What is the standard error of the difference between means?
Calculate the test statistic, t, for these data
What is the critical value of \(t\) with \(\alpha = 0.05\) for this test?
Calculate a p-value for this comparison.
What can you conclude about the difference between the two groups in how often they dream in color? Interpret the conlusions of the test in terms of the original question.
In a paired t-test there are two groups/treatments, but the samples in the two groups are paired or matched. This typically arises in “before-after” studies where the same individual/object is measured at different time points, before and after application of a treatment. The repeated measurement of the same individual/object means that we can’t treat the two sets of observations as independent.
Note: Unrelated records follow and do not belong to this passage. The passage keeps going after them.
PR #10000, opened 2023-12-13
obs-webrtc: Add support for audio-only and video-only outputs

tt2468:
### Description
Adds the `whip_output_audio` and `whip_output_video` output kinds, which selectively advertise only video or only audio support.

To use these types, it is effectively the same as with the AV version. Just create the output, assign your video or audio encoder, and you're good.

### Motivation and Context
It's not uncommon in WebRTC systems to have video-only or audio-only streams. The WHIP protocol supports this, so this will allow plugins which do custom things with WHIP to access this functionality.

### How Has This Been Tested?
Code compiles on Ubuntu 22.04

I've been using this patch for many months in production privately, and I think it can benefit more than just myself.

### Types of changes

### Checklist:

### DIFF
--- a/plugins/obs-webrtc/whip-output.cpp
+++ b/plugins/obs-webrtc/whip-output.cpp
@@ -83,12 +83,12 @@ void WHIPOutput::Data(struct encoder_packet *packet)
 		return;
 	}
 
-	if (packet->type == OBS_ENCODER_AUDIO) {
+	if (audio_track && packet->type == OBS_ENCODER_AUDIO) {
 		int64_t duration = packet->dts_usec - last_audio_timestamp;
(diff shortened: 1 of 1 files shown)


Lain-B:
Possible we might need to think about whether we want to implement multiple outputs for audio or video only outputs or implement support like this, or change the backend to support optional video or audio on outputs. Hm.

DDRBoxman (approved):

Lain-B (approved):

Lain-B:
I forgot that we were going to update the codecs to not have the video codec on the audio output and not have the audio codec on the video output. We'll have to add a fix commit for that. My apologies for that.

PR #10006, opened 2023-12-14
UI: Add transition management APIs

Elgato-AStory:
### Description
This PR provides two new APIs for managing transitions in the frontend. This allows plugins to create and delete new instances of transitions on behalf of the user, as well as the ability to properly rename existing transitions.

### Motivation and Context
I am working on a plugin to programmatically manage OBS on behalf of the user, and I noticed that this feature I needed was absent from the frontend API. Note that this does not provide functions for managing quick transitions as that is outside of the scope for what I needed.

I did make a couple of decisions that might not sit right with everyone and I'm open to changing them in light of any substantial objections:

1. I provided the ability to rename transitions by registering a callback for the "rename" signal rather than providing an API call specifically for renaming. I felt that this was more appropriate, however this does slightly conflict with the other decision I made.
2. The rename and add-transition behaviors automatically update the name of the source to be unique, similarly to how copying and pasting sources in the UI does with a simple brute force scan of existing sources and appending a number to the name. I'm on the fence about whether this belongs in the API or if it should fall on the API consumer to not provide duplicated names. Since it's the frontend API, I'm leaning more towards having it protect itself from bad state, however the behavior might cause some surprises, especially when it comes to using `obs_source_set_name` since the name you set might be immediately overwritten. This does also open up a fun side effect, you can now successfully rename the non-configurable transitions from a plugin and have it reflect in the UI. I consider doing that to be invoking undefined behavior though.

### How Has This Been Tested?
I have only tested this manually with a debug plugin that called the functions with a series of hardcoded parameters on Windows 10 22H2

### Types of changes

### Checklist:

### DIFF
--- a/UI/api-interface.cpp
+++ b/UI/api-interface.cpp
@@ -110,6 +110,20 @@ struct OBSStudioAPI : obs_frontend_callbacks {
 		}
 	}
 
+	void obs_frontend_add_transition(obs_source_t *transition) override
+	{
+		QMetaObject::invokeMethod(main, "AddTransitionInstance",
+					  Q_ARG(OBSSource,
+						OBSSource(transition)));
+	}
+
+	void obs_frontend_remove_transition(obs_source_t *transition) override
+	{
+		QMetaObject::invokeMethod(main, "RemoveTransitionInstance",
+					  Q_ARG(OBSSource,
+						OBSSource(transition)));
+	}
+
 	void obs_frontend_get_transitions(
 		struct obs_frontend_source_list *sources) override
 	{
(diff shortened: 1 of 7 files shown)


tt2468:
Working on reviewing this, we're currently trying to consider whether accepting a raw transition pointer in the add transition method is a safe and future-proof idea, since transitions have many more quirks in order to be used correctly than other types of sources.

Elgato-AStory:
Alright, I'm open to changing it to whatever makes the most sense.

Warchamp7:
Bumping @tt2468 again on this

Warchamp7:

This gap in the API is still quite a sore spot so a resubmission of this work would be greatly appreciated.

PR #10021, opened 2023-12-19
rtmp-services: Update Switchboard Live servers

sarwin-github:
### Description
The Switchboard Live Server URLs have been recently updated in the application, so the URLs need to be updated in OBS to match.

### Motivation and Context
There were recent changes to the ingestion servers at Switchboard Live. We also removed Legacy url.

### How Has This Been Tested?
- This was tested using the latest build of OBS on Windows.
- Testing consisted of going live with every server to ensure connectivity was stable.

### Types of changes
- Tweak (non-breaking change to improve existing functionality). 
- Removed Alt names

### Checklist:

### DIFF
--- a/plugins/rtmp-services/data/services.json
+++ b/plugins/rtmp-services/data/services.json
@@ -1156,12 +1156,8 @@
             ],
             "servers": [
                 {
-                    "name": "Global - Recommended",
+                    "name": "Default",
                     "url": "rtmps://live.sb.zone:443/live"
-                },
-                {
-                    "name": "Global - Legacy",
-                    "url": "rtmp://ingest-global.switchboard.zone/live"
                 }
             ],
             "recommended": {
--- a/plugins/rtmp-services/data/package.json
+++ b/plugins/rtmp-services/data/package.json
@@ -1,11 +1,11 @@
 {
     "$schema": "schema/package-schema.json",
     "url": "https://obsproject.com/obs2_update/rtmp-services/v5",
-    "version": 242,
+    "version": 243,
     "files": [
         {
             "name": "services.json",
-            "version": 242
+            "version": 243
         }
     ]
 }


plugins/rtmp-services/data/services.json
```diff
@@ -1151,17 +1151,10 @@
         },
         {
             "name": "Switchboard Live",
-            "alt_names": [
-                "Switchboard Live (Joicaster)"
-            ],
```
gxalpha, line 1156: Is this changed intentional? This will break old setups that still have the old name set.

sarwin-github: Hello @gxalpha the `alt_names: "Switchboard Live (Joicaster)"` is no longer valid for Switchboard, so yes it's intentional.
Can you explain what are those breaking changes?  Thanks

gxalpha: The settings in OBS store the selected service by its name.
Any user that had selected "Switchboard Live (Joicaster)" before the name was changed to "Switchboard Live" in https://github.com/obsproject/obs-studio/commit/3ec053ef5df885571ba48aac6daf077412ed71b9 would still have that name stored in their OBS settings. OBS uses the `alt_names` to figure out what service that refers to today.
*As far as I know* (and I could be mistaken here), `alt_names` are not displayed anywhere in the UI.

sarwin-github: Got it, I might need to update my PR to simply remove the word (Joicaster) on the alt_names

Fenrirthviti: The `alt_name` should *not* be updated to remove the previous name, as this may potentially break existing user's setups. Only the `name` value is shown in the UI, but alt_name is used to match configurations that are from before the change.

plugins/rtmp-services/data/services.json
```diff
@@ -1152,16 +1152,12 @@
         {
             "name": "Switchboard Live",
             "alt_names": [
-                "Switchboard Live (Joicaster)"
+                "Switchboard Live"
```
gxalpha, line 1155: The previous comment still has not been addressed, see https://github.com/obsproject/obs-studio/pull/10021#discussion_r1431835434.

gxalpha (changes requested):
The commit history is getting ugly, try to only have one commit containing the change, without any merge commits. This is why it's recommended to not use the master branch for PRs.
See the comment below.

Fenrirthviti:
Commits still need to be squashed before this can be merged.

plugins/rtmp-services/data/services.json
RytoEX: @sarwin-github This has still not been addressed. Do not change existing entries in alt_names. They are there for backwards compatibility reasons. We will not merge this as-is.

RytoEX: I fixed this manually.

RytoEX (approved):
I've fixed the issues with this PR manually because the legacy ingest is gone and is causing CI failures when we try to run our services tests.

In the future:
1. Do not submit a PR from your fork's master branch.
2. Do not use merge commits to keep your branch up to date. Use `git rebase` instead.
3. Do not change or remove existing entries in the `alt_names` key. You can only add new entries. This is used so that existing user setups with the old names do not break.

If you do not follow this advice, your future PRs may be closed.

Null and alternative hypotheses are thus typically framed in terms of a mean diffrenes between time points/conditions
The test statistic is thus: \[ t^\star = \frac{\overline{D}}{SE(\overline{D})} \]
Under the null hypothesis, this statistic follows a t-distribution with \(n-1\) degrees of freedom.
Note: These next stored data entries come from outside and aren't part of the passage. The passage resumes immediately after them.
PR #10039, opened 2023-12-24
libobs/plugins: Add region of interest (ROI) encoder feature

derrod:
### Description

Adds support for specifying regions of interest (ROI) for video encoders.

### Motivation and Context

ROI is a means of prioritising certain regions of the frame for encoding, i.e. retaining higher quality, or sacrificing quality, in areas of the encoded picture.

Possible use cases are:
1. Ensuring important elements remain legible even in bitrate-starved scenarios (e.g. face cam, UI text)
2. Increasing perceptual quality by assigning priority to center of attention (e.g. crosshair in FPS games)
3. Making [fun glitch art](https://pbs.twimg.com/media/GCGxFYGWQAAUo1M?format=jpg&name=large) 😛

### Demo 

**No ROI:**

You measure the expression of the gene YFG1 in five mice. You then treat those five mice with drug Z and measure gene expression again.
yfg1.paired <- data_frame(YFG1.before = c(12, 11.75, 11.25, 10.5, 10),
YFG1.after = c(11, 10, 10.50, 8.75, 9.75))
t.test(yfg1.paired$YFG1.before, yfg1.paired$YFG1.after,
paired = TRUE)
Paired t-test
data: yfg1.paired$YFG1.before and yfg1.paired$YFG1.after
t = 3.8, df = 4, p-value = 0.02
alternative hypothesis: true difference in means is not equal to 0
95 percent confidence interval:
0.2905 1.9095
sample estimates:
mean of the differences
1.1
Using a type I error cutoff of \(\alpha = 0.05\), we reject the null hypothesis of no difference in the average expression of YFG1 before and after treatment with Drug Z.